Vor einem Jahr war in Wetteren in der Provinz Ostflandern ein Güterzug mit Tankwaggons entgleist. Einige der Tankwaggon hatten chemische Produkte geladen und waren in Brand geraten. Giftstoffe und verunreinigtes Löschwasser waren damals in die Kanalisation gelangt und die Rauchwolken des Feuers sorgten für eine weitere Umweltverschmutzung. Heute, ein Jahr danach, bleiben die Anwohner im Ungewissen.

Bei dem Bahnunfall von Wetteren in der Nacht vom 3. auf den 4. Mai 2013 kam eine Person ums Leben, 17 Personen wurden verletzt, etwa 1.200 Bewohner der ostflämischen Stadt atmeten unsaubere Luft ein und über 2.000 von ihnen mussten teilweise für längere Zeit evakuiert werden.

Damals entgleiste in Schellebelle an der Ortsgrenze zu Wetteren ein Chemikalienzug, der aus den Niederlanden kam und auf dem Weg zum Hafen von Gent war.

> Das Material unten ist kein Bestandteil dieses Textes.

PR #94, opened 2021-10-08
feat: support ci on actions.

richardo2016:
This PR add support to CI based on github actions. Once new commits pushed to specified branchs(e.g, `main`), or any PR created to original repository's `main` branch, actions would be triggered to do those check on **ALL** OS (windows/macOS/Linux):

- if compilation to WASM valid
- if lexer (wasm version) valid
- if compilation to ASM.js valid
- if lexer (asm.js version) valid
- benchmark

You can see process of actions [here](https://github.com/richardo2016-forks/es-module-lexer/actions/runs/1319063400), I have tested it several times @guybedford 

image

### DIFF
--- a/.github/workflows/build.yml
+++ b/.github/workflows/build.yml
@@ -1,0 +1,158 @@
+name: Test es-module-lexer
+
+on:
+  push:
+    # Sequence of patterns matched against refs/heads
+    branches:
+      - 'feat/**'
+      - 'fix/**'
+      - 'main'
+  pull_request:
+    branches:
+      - 'main'
+
+env:
+  WASI_VERSION: 12
+  WASI_VERSION_FULL: "12.0"
+  WABT_VERSION: "1.0.24"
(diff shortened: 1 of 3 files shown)


.github/workflows/build.yml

Sechs der 13 Waggons waren dabei entgleist und zwei von ihnen, mit dem giftigen Produkt Acrylnitril beladen, stürzten um und fingen Feuer. Giftige Gase traten aus und gelangten in die Kanalisation, was durch das Löschwasser weiter begünstigt wurde und auch der Rauch des Feuers konnte nicht als ungefährlich eingestuft werden.

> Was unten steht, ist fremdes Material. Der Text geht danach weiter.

Issue #127, opened 2022-08-03
Gauging interest in upstreaming some changes


aomarks:
I'm currently integrating es-module-lexer into a project within Google, as part of integrating https://github.com/google/playground-elements/, and in doing that there are a few changes I'm considering.

I'm wondering if you have any thoughts on these, and whether you'd be interested in receiving upstream PRs for them?

1. Converting the `lexer.js` bridge to TypeScript. This was really straightforward since I was able to just integrate the typings already available in `lexer.d.ts`.

2. Replace the use of `eval` for JavaScript string literal unescaping with a C version. `eval` is a security smell for obvious reasons, so even though the implementation here is likely safe because it's only passed strings that have already been broadly parsed as strings, we have some auditing that makes it difficult to use `eval` at all. Also it requires broadening CSP. So my thought was to extend the C lexer to deal with unescaping directly. Curious if you already thought about that, whether `eval` turned out to be faster, or just simpler/less code?

3. I'm curious about the manual heap management at https://github.com/guybedford/es-module-lexer/blob/a28c3668119b538e18c459baf14e630bc27ff118/src/lexer.js#L10, and was wondering if using `malloc` in the C program would be a simpler/safer approach? Maybe it was that the malloc implementation from wasi inflated the code too much? Curious to hear your thoughts on that.

Thanks for the awesome library! Would like to contribute if any of these changes sound good. Otherwise we can just maintain a small internal fork.

aomarks:
Oh and one more thought:

4. `parse` currently either returns a result array or the promise of one, depending on whether initialization has completed. What would you think about `init` instead resolving to the `parse` function, not exporting `parse` directly? That way the user can't accidentally write racey code where sometimes unexpectedly get a promise? Plus it slightly simplifies the `parse` implementation, since it could assume `wasm` is always defined?

So usage would look like:

```ts
import * as esmLexer;
const parse = await esmLexer.init;
const [imports, exports] = parse(...);
```

guybedford:
Hey @aomarks thanks for showing an interested in contributing and for providing such a clear contribution plan! That's a great approach to collaborating.

Would be very much open to new directions, although two of the major goals for this project are performance and size. In particular, this project was originally designed for es-module-shims. As a result, a heavy emphasis is placed on new features to entirely justify their overhead in terms of footprint, so we just need to work within these constraints.

Some feedback on your points:

[...]

PR #130, opened 2022-08-10
Convert WASM bridge to TypeScript

aomarks:
As discussed in https://github.com/guybedford/es-module-lexer/issues/127, this PR converts the WASM JavaScript bridge to TypeScript.

I suggest looking at each commit individually for the best diffs. There's an intermediate commit that shows the differences between the original and newly generated `.js` and `d.ts` files. The next commit deletes them, since I don't think we want those artifacts checked in?

There shouldn't be any user-affecting changes in this PR. `dist/lexer.js` ends up being byte-for-byte identical, and `types/lexer.d.ts` should be semantically identical (verified manually), though with slightly different formatting.

For the build, I am using swc + chomp to generate the `.js` file as requested in https://github.com/guybedford/es-module-lexer/issues/127#issuecomment-1204629293. It worked great! However, since swc [doesn't generate `.d.ts` files](https://github.com/swc-project/swc/issues/657), I also included a chomp `tsc` step with the `--emitDeclarationOnly` flag. Hopefully this is OK? The two steps can at least run in parallel.

I did hit a small issue with the chomp swc template: it seems like the `source-maps = false` option doesn't take effect -- I am still seeing a `lexer.js.map` file being generated. Any idea what might be going on there?

Thanks!


src/lexer.ts
```diff
@@ -137,24 +138,129 @@ export interface ExportSpecifier {
...
+    const n = source.slice(s, e), ch = n[0];
+    const ln = ls < 0 ? undefined : source.slice(ls, le), lch = ln ? ln[0] : '';
+    exports.push({
+      s, e, ls, le,
+      n: (ch === '"' || ch === "'") ? decode(n) : n,
+      ln: (lch === '"' || lch === "'") ? decode(ln) : ln,
+    });
+  }
+
+  function decode (str: string|undefined) {
```
guybedford, line 193: Hate to nitpick, but may as well since it's the only case:

```suggestion
  function decode (str: string | undefined) {
```

chompfile.toml
```diff
@@ -43,6 +43,26 @@ target = 'dist/lexer.cjs'
...
 run = 'babel dist/lexer.js | terser -c -m -o dist/lexer.cjs'
 
+[[task]]
+name = 'build:swc'
+target = 'src/lexer.js'
+dep = 'src/lexer.ts'
+template = 'swc'
+[task.template-options]
+# TODO This still seems to generate lexer.js.map
+source-maps = false
```
guybedford, line 53: Seems this is an SWC issue - https://github.com/swc-project/cli/issues/113.

One easy fix might be to eject the SWC plugin usage (`chomp --eject`) can be used to see what this looks like, Ideally we could eject specific tasks but that isn't a feature currently.

Then the SWC task could be updated to:

```toml
run = '''
./node_modules/@swc/cli/bin/swc ....
rm src/lexer.ts.map
'''
```

guybedford (approved):
Thanks for posting, this all looks great to me, happy to merge and release, just see the two comments in the review.

chompfile.toml
aomarks: Ah ha, thanks for finding that! Applied the ejected output just for this task, with with a note that we should switch back to the swc template once that issue is fixed.

aomarks:
> Thanks for posting, this all looks great to me, happy to merge and release, just see the two comments in the review.

Thanks! Comments addressed.

chompfile.toml
```diff
@@ -43,6 +43,27 @@ target = 'dist/lexer.cjs'
...
 
+[[task]]
+name = 'build:swc'
+target = 'src/lexer.js'
+dep = 'src/lexer.ts'
+# Note we should use the chomp swc template, but
+# https://github.com/swc-project/cli/issues/113 means we always get a sourcemap
+# even when we set "source-maps = false", so for now we have ejected the
+# template to its raw "run" command, and added an "rm" step.
+run = 'node ./node_modules/@swc/cli/bin/swc.js $DEP -o $TARGET --no-swcrc -C jsc.parser.syntax=typescript -C jsc.parser.importAssertions=true -C jsc.parser.topLevelAwait=true -C jsc.parser.importMeta=true -C jsc.parser.privateMethod=true -C jsc.parser.dynamicImport=true -C jsc.target=es2016 -C jsc.experimental.keepImportAssertions=true && rm src/lexer.js.map'
```
guybedford, line 54: One of the main reasons I worked on Chomp is because I run windows and got really annoyed with the lack of powershell support. Unfortunately it doesn't support `&&` and `||` just yet, so would be great to stick to multiline for now:

```suggestion
run = '''
node ./node_modules/@swc/cli/bin/swc.js $DEP -o $TARGET --no-swcrc -C jsc.parser.syntax=typescript -C jsc.parser.importAssertions=true -C jsc.parser.topLevelAwait=true -C jsc.parser.importMeta=true -C jsc.parser.privateMethod=true -C jsc.parser.dynamicImport=true -C jsc.target=es2016 -C jsc.experimental.keepImportAssertions=true
rm src/lexer.js.map
'''
```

Heute, ein Jahr nach der Katastrophe, warten die Anwohner immer noch auf die Analyse ihrer damals massiv abgegebenen Blut- und Urinproben. Sie wissen bis heute noch nicht, on sie in Zukunft mit Spätfolgeschäden ihrer Gesundheit rechnen müssen. Angeblich sollen die Gesundheitsanalysen und die definitive Ursache (möglicherweise überhöhte Geschwindigkeit des Zuges) im Juni bekanntgegeben werden.

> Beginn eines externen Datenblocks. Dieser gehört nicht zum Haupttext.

PR #135, opened 2022-08-30
feat: support local names for export default

### LINKED ISSUE #125: Local names on exports for export default declaration forms
`export default (async)? function f` and `export default class x` should set local name to the name of the function or class.

await-ovo:
To Resolve #125


src/lexer.c
```diff
@@ -418,10 +420,45 @@ void tryParseExportStatement () {
...
-      case 'd':
-        addExport(pos, pos + 7, NULL, NULL);
+      case 'd': {
+        const char16_t* startPos = pos;
+        pos += 7;
+        ch = commentWhitespace(true);
+        // export default async? function*? name? (){}
+        if (ch == 'a' && memcmp(pos + 1, &SYNC[0], 4 * 2) == 0) {
+          pos += 5;
+          ch = commentWhitespace(true);
```
guybedford, line 430: I believe `async` and `function` need to be on the same line so that this should be `commentWhitespace(false)` strictly speaking. 

And this does actually have a real case it handles though believe it or not:

```js
const async = 2;
export default async

function x () {
}
```

Then in such a case, we need to ensure the fallthrough is handled properly as well instead of checking the next if statement.

guybedford (commented):
Thanks for the PR, see edge case discussed - we need to be careful about the if statement fallthroughs as well.

src/lexer.c
await-ovo: Thanks for the review and the great case, aha, I just learned that `async` is not a reserved word, I also handled the following case:
```
const asyncVar = 1
export default asyncVar
```

PR #162, opened 2023-11-09
feat: skip trailing white space in dynamic import

### LINKED ISSUE #118: Parse dynamic imports with backticks
When parsing a dynamic import with backticks, the `s` and `e` result can be used to get the raw string. However the `e` result seems to always be one index less of the closing parenthesis/comma, instead of the last backtick. 

# Reproduction

[Stackblitz](https://stackblitz.com/edit/node-gjj4bq?file=index.js)

Run `node index.js` in the terminal to log the first parsed import

# Expected result

The log should be ```"`bla.js`"```

# Actual result

It gives ```"`bla.js`\n  /* bar */\n"``` (trailing comments aren't stripped)

sapphi-red:
close #118

I'm not sure if this is always correct.


guybedford:
I'm not sure this works either, it could be worth adding some edge cases for various parse goals to verify further.

sapphi-red:
I added some more test cases that I can think of.

guybedford:
Nice work, I can't think of any edge cases actually. Will release and let's see if anything comes up further.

Kranzniederlegung und Gedenktafel

Am Samstag fand in der Nähe der Unfallstelle in Wetteren eine kleine Gedenkfeier statt, bei der im Beisein von Ostflanderns Provinzgouverneur Jan Briers und von Bürgermeister Alain Pardaen eine Gedenktafel enthüllt wurde.

Nach einer Schweigeminute heulten in der gesamten Gemeinde Wetteren die Alarmsirenen. Viele der damals betroffenen Anwohner blieben der Zeremonie fern, da sie der Angelegenheit wegen der bisher ausbleibenden Informationen bezüglich ihrer Gesundheit mit gemischten Gefühlen gegenüberstehen.